[Stored items]
......

PR #33, opened 2020-07-03
Add db

D4nte:
Ready to merge

I decided to go with `sled` crate. This is the most popular embedded crate I could find, it was also considered as part of the [DB spike](https://github.com/comit-network/spikes/blob/master/0009-comit-btsieve-db.adoc).

One of the downside for sled is that it is still `alpha`. It is now considered as `beta`. As it has not yet reached `1.0` we might want to have non-regression test on the binary format to ensure that we do not upgrade sled to a non backward compatible version and corrupt our db by mistake.

Please note that as this stage I only cater for events and cannnot load a `full` swap. Let's merge as is and do the `full swap save/load` in a new PR.

@luckysori can you point where you are using the `load full swap` feature to recover a swap so I know what API I need to provide?

### DIFF
--- a/src/swap/db.rs
+++ b/src/swap/db.rs
@@ -3,6 +3,7 @@ use crate::SwapId;
 use anyhow::{anyhow, Context};
 use comit::asset::Erc20;
 use comit::ethereum::{self, Hash, Transaction, U256};
+use comit::Secret;
 use serde::{Deserialize, Serialize};
 use serde_hex::{SerHexSeq, StrictPfx};
 
@@ -73,6 +74,7 @@ struct Swap {
     pub hbit_refunded: Option<HbitRefunded>,
     pub herc20_deployed: Option<Herc20Deployed>,
     pub herc20_funded: Option<Herc20Funded>,
+    pub herc20_redeemed: Option<Herc20Redeemed>,
 }
 
 impl Default for Swap {
@@ -83,6 +85,7 @@ impl Default for Swap {
             hbit_refunded: None,
             herc20_deployed: None,
             herc20_funded: None,
+            herc20_redeemed: None,
         }
     }
 }
@@ -149,7 +152,7 @@ impl Load<hbit::Funded> for Database {
 #[derive(Clone, Debug, Serialize, Deserialize)]
 struct HbitRedeemed {
     pub transaction: comit::transaction::Bitcoin,
-    pub secret: comit::Secret,
+    pub secret: Secret,
 }
 
 impl From<HbitRedeemed> for hbit::Redeemed {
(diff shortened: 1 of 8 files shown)


src/swap/db.rs
```diff
@@ -9,3 +16,757 @@ pub trait Load<T>: Send + Sync + 'static {
...
+            None => {
+                let mut swap = stored_swap.clone();
+                swap.hbit_funded = Some(event.into());
+
+                let old_value = serde_json::to_vec(&stored_swap)
+                    .context("Could not serialize old swap value")?;
+                let new_value =
+                    serde_json::to_vec(&swap).context("Could not serialize new swap value")?;
+
+                self.db
```
luckysori, line 161: :question: Why is `compare_and_swap` preferred over plain old `insert`?

src/swap/db.rs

......

**WORK INSTRUCTIONS**
I need every line of the data that has the word "None"; please list them.

**EXERCISE RESULT**
             hbit_refunded: None,
             herc20_deployed: None,
             herc20_funded: None,
+            herc20_redeemed: None,
+            None => {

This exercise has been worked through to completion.